» **Assignment**
Return every line of the listing that includes the string "then".

» **Data listing**

==*==

PR #6331, opened 2026-09-19
Optimize media browsing and metadata loading in V16

valib:
Reduce repeated database and parsing work, defer localized metadata and image JSON, and isolate concurrent cache loads. Coalesce background API requests and back off transient MusicBrainz failures.

Add phase timing diagnostics and regression tests for caching, concurrency, metadata and folder queries.

Just for fun made by using ChatGpt/ Codex which seems to be usefull. Tested by me.


ik666:
@valib  I had a look at this and I think it covers some points! However, two things I would change before merging:
- The phase timers should not ship: They run per file and per row and they log at INFO, so they flood the log.
- The async translations need to bump the store id. A title that arrives after the browse response has been sent is invisible to the client until something changes the resource's UpdateID

If you don't mind, I'll do the update myself.

Issue #100, opened 2016-03-10
DrawState layer: "Cannot delete semaphore X which is in use" error incorrectly reported


DominikWitczakAMD:
In principle, this issue builds upon #99.

The two command buffers we submit with a single vkQueueSubmit() call are synchronized as per my last comment in #67. tl;dr: the first cmd buffer signals a semaphore A, and the second cmd buffer waits on it before executing. We then submit both command buffers, wait on a fence passed with the vkQueueSubmit() call and proceed with releasing the objects.

At this point, when I call vkDeleteSemaphore(), I'm getting a misleading debug call-back informing me the semaphore is still in use. Here's the obligatory call stack:

![image](https://cloud.githubusercontent.com/assets/17761066/13666257/e2cd6fac-e6b0-11e5-9cf3-4a157d3be6a6.png)

lentinem:
Will try to find something obvious but will likely need a more solid repro for this.

lentinem:
This is likely fixed by 110 as well.

DominikWitczakAMD:
Fixed, closing.

DominikWitczakAMD:
Managed to reproduce the error in a different scenario:

1. Create a semaphore A.
2. Submit a command buffer with the semaphore used as a signal semaphore.
3. Submit another command buffer, with the semaphore used this time as a wait semaphore.
4. Destroy the semaphore.

This results in the same "Cannot delete semaphore X which is in use" error being reported.

DominikWitczakAMD:
Potentially related to #134

lentinem:
Were these the same queues or different queues? If they were the same brief testing did not repro. If they were different then it should be the same issue as #99.

DominikWitczakAMD:
The issue continues to reproduce, I'm afraid. Just to ensure we're talking about the same scenario, here's how I'm getting that call-back:

1. Submit a command buffer 1 to a compute queue family. Use semaphore A as a signal semaphore here.
2. Submit a command buffer 2 to a universal queue family. Use the semaphore A as a wait signal in this step (along with a relevant dst stage mask). Also use a fence X here.
3. Wait for fence X to be set.
4. Destroy command buffer 1

lentinem:
Just to clarify; are you still using draw state or have you switched to core_validation?

DominikWitczakAMD:
Switched to core_validation. I always sync to the latest master version before trying to reproduce any of the reported issues.

[...]

PR #245, opened 2016-04-01
Issue 99, 100, LX459: layers: LX459,GH#99,#100, Fix semaphore reference count

mark-lunarg:
QueueSubmit waitSemaphore refcounts were getting incremented instead of
decremented, resulting in invalid 'semaphore still in use' errors.

Change-Id: I8ac224115b8ee43637b8de4b377750b277cfd22b


mark-lunarg:
Pushed to Master.

PR #252, opened 2016-04-04
layers: Fix 24 char truncation warnings on VS2015.

MichaelMcDonnell:
Casts the values to signed char to silence 24 warning C4309 on
VS2015. The warning happens because the values are larger than
what can be represented in a signed char, but the expected
overflow works just fine with VS2015.

### DIFF
--- a/layers/vk_layer_utils.cpp
+++ b/layers/vk_layer_utils.cpp
@@ -568,14 +568,14 @@ VkDeviceSize vk_safe_modulo(VkDeviceSize dividend, VkDeviceSize divisor) {
     return result;
 }
 
-static const char UTF8_ONE_BYTE_CODE = 0xC0;
-static const char UTF8_ONE_BYTE_MASK = 0xE0;
-static const char UTF8_TWO_BYTE_CODE = 0xE0;
-static const char UTF8_TWO_BYTE_MASK = 0xF0;
-static const char UTF8_THREE_BYTE_CODE = 0xF0;
-static const char UTF8_THREE_BYTE_MASK = 0xF8;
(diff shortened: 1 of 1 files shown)


layers/vk_layer_utils.cpp
```diff
@@ -568,14 +568,14 @@ VkDeviceSize vk_safe_modulo(VkDeviceSize dividend, VkDeviceSize divisor) {
...
 
-static const char UTF8_ONE_BYTE_CODE = 0xC0;
-static const char UTF8_ONE_BYTE_MASK = 0xE0;
-static const char UTF8_TWO_BYTE_CODE = 0xE0;
-static const char UTF8_TWO_BYTE_MASK = 0xF0;
-static const char UTF8_THREE_BYTE_CODE = 0xF0;
-static const char UTF8_THREE_BYTE_MASK = 0xF8;
-static const char UTF8_DATA_BYTE_CODE = 0x80;
-static const char UTF8_DATA_BYTE_MASK = 0xC0;
+static const char UTF8_ONE_BYTE_CODE = (char)0xC0;
```
dustin-lunarg: Although you'll find C-style casts in the existing code, we're trying to limit new code to the appropriate C++ casts.  Can you change this to use static_cast?

MichaelMcDonnell:
Sure I can change it to C++ static_casts. I'm away from my computer until Friday.

dustin-lunarg:
I changed the type declarations from char to uint8_t to resolve this.  Thanks for the submissions to cleanup the warnings!  With VS2013, we're now down to one warning from glslang and one debug link warning.

MichaelMcDonnell:
Ok sounds great! I hate those noisy warnings :-)

PR #253, opened 2016-04-04
tests: Initialize fields so test does not crash.

MichaelMcDonnell:
I had forgotten to define the LD_LIBRARY_PATH and VK_LAYER_PATH
environment variables in VS2015 before running the tests. The
test crashed when it tried to delete the un-initialized pointers.
I have added a default initialization to VK_NULL_HANDLE so you
get an error message instead of a crash.


dustin-lunarg:
Cherry picked and pushed to master with the following edits:
* Moved inst and m_device initialization to start of initialization list.  The original order was an issue for the Android (clang) builds due to -Werror,-Wreorder.
* Changed VkDeviceObj* m_device initialization value to NULL.
* Added explicit initialization values for m_commandPool and m_commandBuffer to your commit.
* Ran: git clang-format --style=file

The original author info and commit message were preserved, with the addition of a Gerrit Change-Id for our internal review/build system.  Thanks!

MichaelMcDonnell:
Thank you for the detailed explanation. I learned something new :-)

PR #254, opened 2016-04-04
Fix def file generation to depend on vulkan.py.

null77:
I noticed this when writing alternate build scripts for the vulkan layers. Perhaps vk.py was the old name, but I only see a vulkan.py now.


tobine:

PR #255, opened 2016-04-04
Allow vk-generate.py to work in Python 2.

null77:
There were two places where this script called super, one with
Python 2 and 3 compatible syntax and one with Python 3 only. Fix
it to use the compatible syntax in both locations.

This is pretty important for ANGLE since Google tools only use
Python 2, and will be for the forseeable future.


tobine:

PR #262, opened 2016-04-05
Fix 3 MSVS warnings in loader and layers.

null77:
warning C4389: signed/unsigned mismatch
warning C4701: potentially uninitialized local variable used
warning C4702: unreachable code


layers/core_validation.cpp
```diff
@@ -1499,7 +1499,7 @@ static void collect_interface_by_location(layer_data *my_data, shader_module con
         assert(insn != src->end());
         assert(insn.opcode() == spv::OpVariable);
 
-        if (insn.word(3) == sinterface) {
+        if (insn.word(3) == (uint32_t)sinterface) {
```
lentinem: Please use the appropriate c++ style cast instead of c style casts.

layers/core_validation.cpp
```diff
@@ -8978,7 +8977,7 @@ VkBool32 CheckDependencyExists(const layer_data *my_data, const int subpass, con
     VkBool32 result = VK_TRUE;
     // Loop through all subpasses that share the same attachment and make sure a dependency exists
     for (uint32_t k = 0; k < dependent_subpasses.size(); ++k) {
-        if (subpass == dependent_subpasses[k])
+        if ((uint32_t)subpass == dependent_subpasses[k])
```
lentinem: Ditto.

null77:
Fixed to static_cast, uploaded new commit. Is there a style guide for the loader or layers?

Also I wasn't able to get clang-format to work correctly, the diff I got seemed to change the formatting in a number of places that weren't the lines I had changed.

lentinem:
Thanks. Unfortunately there isn't a unified style guide at this point outside of running clang-format using the file in the repo. I've been an advocate of https://google.github.io/styleguide/cppguide.html with exceptions for things like line length which we agreed would be longer and tab width which is 4 but a good chunk of the layers don't follow this yet.

As far as clang format goes you should be able to run git clang-format --style=file which should pickup the .clang-format file but I have admittedly not used windows and thus haven't tried it there.

null77:
Naturally I'm a fan of the google guide as well. This modified .clang-format is what ANGLE does as well, it might be that the file is either out of date or my clang-format binary is different from the one you use internally. I'll let you guys handle the formatting side, thanks!

dustin-lunarg:
Cherry picked to master and pushed.

PR #263, opened 2016-04-05
layers: Change include order of loader platform.

null77:
This fixes a bug where on Windows, windows.h would include
winsock.h before winsock2.h, causing numerous warnings.


courtney-g:
+1

dustin-lunarg:
Cherry picked and pushed to master.

PR #264, opened 2016-04-05
layers: Fix return values of bool functions.

null77:
These functions were returning VK_ERROR_VALIDATION_FAILED_EXT,
which was giving a warning in Visual Studio. The app shouldn't be
checking for non-bool return values of these functions.


tobine:
:+1:

dustin-lunarg:
Cherry picked to master and pushed

PR #265, opened 2016-04-05
layers: Fix VkBool32/bool unsafe mix warnings

dustin-lunarg:
Fixes the MSVS warnings regarding unsafe mix of VkBool32 and bool for the
validation layers.  Converts all Boolean values internal to the layer
to bool/true/false.  The VK_TRUE and VK_FALSE values continue to be used
with the Vulkan API components.


tobine:

PR #266, opened 2016-04-05
Validate attachment index is in range.

lentinem:


layers/core_validation.cpp
```diff
@@ -9379,8 +9379,25 @@ VK_LAYER_EXPORT VKAPI_ATTR VkResult VKAPI_CALL vkCreateRenderPass(VkDevice devic
...
+                if (attachment >= pCreateInfo->attachmentCount) {
+                    skip_call |= log_msg(dev_data->report_data, VK_DEBUG_REPORT_ERROR_BIT_EXT, (VkDebugReportObjectTypeEXT)0, 0,
+                                         __LINE__, DRAWSTATE_INVALID_RENDERPASS, "DS",
+                                         "Preserve attachment %d cannot be greater than the total number of attachments %d.",
+                                         attachment, pCreateInfo->attachmentCount);
+                }
+            }
             for (uint32_t j = 0; j < subpass.colorAttachmentCount; ++j) {
-                uint32_t attachment = subpass.pColorAttachments[j].attachment;
+                uint32_t attachment = subpass.pResolveAttachments[j].attachment;
```
tobine: Need null ptr check here for pResolveAttachments

layers/core_validation.cpp
```diff
@@ -9379,8 +9379,25 @@ VK_LAYER_EXPORT VKAPI_ATTR VkResult VKAPI_CALL vkCreateRenderPass(VkDevice devic
             dev_data->renderPassMap[*pRenderPass]->attachment_first_layout;
         for (uint32_t i = 0; i < pCreateInfo->subpassCount; ++i) {
             const VkSubpassDescription &subpass = pCreateInfo->pSubpasses[i];
+            for (uint32_t j = 0; j < subpass.preserveAttachmentCount; ++j) {
+                uint32_t attachment = subpass.pPreserveAttachments[j];
+                if (attachment >= pCreateInfo->attachmentCount) {
```
tobine: This would be a good place to add in this additional valid usage check:

    The value of any element of the pPreserveAttachments member in any given element of pSubpasses must not be VK_ATTACHMENT_UNUSED

layers/core_validation.cpp
```diff
@@ -9379,8 +9379,25 @@ VK_LAYER_EXPORT VKAPI_ATTR VkResult VKAPI_CALL vkCreateRenderPass(VkDevice devic
...
+                                         __LINE__, DRAWSTATE_INVALID_RENDERPASS, "DS",
+                                         "Preserve attachment %d cannot be greater than the total number of attachments %d.",
+                                         attachment, pCreateInfo->attachmentCount);
+                }
+            }
             for (uint32_t j = 0; j < subpass.colorAttachmentCount; ++j) {
-                uint32_t attachment = subpass.pColorAttachments[j].attachment;
+                uint32_t attachment = subpass.pResolveAttachments[j].attachment;
+                if (attachment >= pCreateInfo->attachmentCount && attachment != VK_ATTACHMENT_UNUSED) {
+                    skip_call |= log_msg(dev_data->report_data, VK_DEBUG_REPORT_ERROR_BIT_EXT, (VkDebugReportObjectTypeEXT)0, 0,
```
tobine: This is weird. Seems like you hit a GitHub diff bug. I'm seeing a bunch of blank space where the "skip_call = log_msg..." txt should be. I pulled the CL and the code is there so not sure what's up with this diff. Can anyone else confirm they're seeing the same behavior in the GitHub online diff?

layers/core_validation.cpp
lentinem: This covers that because ATTACHMENT_UNUSED will always be greater than the count.

layers/core_validation.cpp
chrisforbes: Looks broken online to me too. Github wasn't having a good day today, this may be an artifact of that.

tobine:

==*==

» **Result for this task**
The two command buffers we submit with a single vkQueueSubmit() call are synchronized as per my last comment in #67. tl;dr: the first cmd buffer signals a semaphore A, and the second cmd buffer waits on it before executing. We then submit both command buffers, wait on a fence passed with the vkQueueSubmit() call and proceed with releasing the objects.
Were these the same queues or different queues? If they were the same brief testing did not repro. If they were different then it should be the same issue as #99.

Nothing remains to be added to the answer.